(Input for this task Opens)

PR #552, opened 2018-12-28
APPDEV-1210 comments are displayed twice in single week activity overview

madhuvardan-CMI:
-Fixed the issue
-Refactoring of WeekActivityDetailFragment.java

### DIFF
--- a/app/src/main/java/nu/yona/app/ui/dashboard/WeekActivityDetailFragment.java
+++ b/app/src/main/java/nu/yona/app/ui/dashboard/WeekActivityDetailFragment.java
@@ -157,8 +157,8 @@ public class WeekActivityDetailFragment extends BaseFragment implements EventCha
 	public void onCreate(@Nullable Bundle savedInstanceState)
 	{
 		super.onCreate(savedInstanceState);
-		yonaBuddy = getArgument(AppConstant.YONA_BUDDY_OBJ, YonaBuddy.class, yonaBuddy);
-		if (yonaBuddy == null)
+		yonaBuddy = getArgument(AppConstant.YONA_BUDDY_OBJ, YonaBuddy.class);
+		if (yonaBuddy == null && getArgument(AppConstant.YONA_BUDDY_OBJ, Href.class) != null)
 		{
 			yonaBuddy = APIManager.getInstance().getActivityManager().findYonaBuddy(getArgument(AppConstant.YONA_BUDDY_OBJ, Href.class));
 		}
--- a/app/src/main/java/nu/yona/app/ui/dashboard/WeekActivityDetailFragment.java
+++ b/app/src/main/java/nu/yona/app/ui/dashboard/WeekActivityDetailFragment.java
@@ -348,10 +348,13 @@ public class WeekActivityDetailFragment extends BaseFragment implements EventCha
 				if (itemIndex >= 0)
 				{
 					customPageAdapter.notifyDataSetChanged(weekActivityList);
-					fetchComments(itemIndex);
 					if (itemIndex != viewPager.getCurrentItem())
 					{
 						viewPager.setCurrentItem(itemIndex);
+					}
+					else
+					{
+						fetchComments(itemIndex);
 					}
 					updateFlow(itemIndex);
 				}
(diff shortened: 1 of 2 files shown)


madhuvardan-CMI:
I have updated the code based on APPDEV-1209 PR.

app/src/main/java/nu/yona/app/ui/dashboard/WeekActivityDetailFragment.java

(Input for this task Closes)

> [Task directions]: Each line of the entries above that includes "implements" counts once; state how many such lines there are, with the number as the only answer.

> [Response to this task]: 2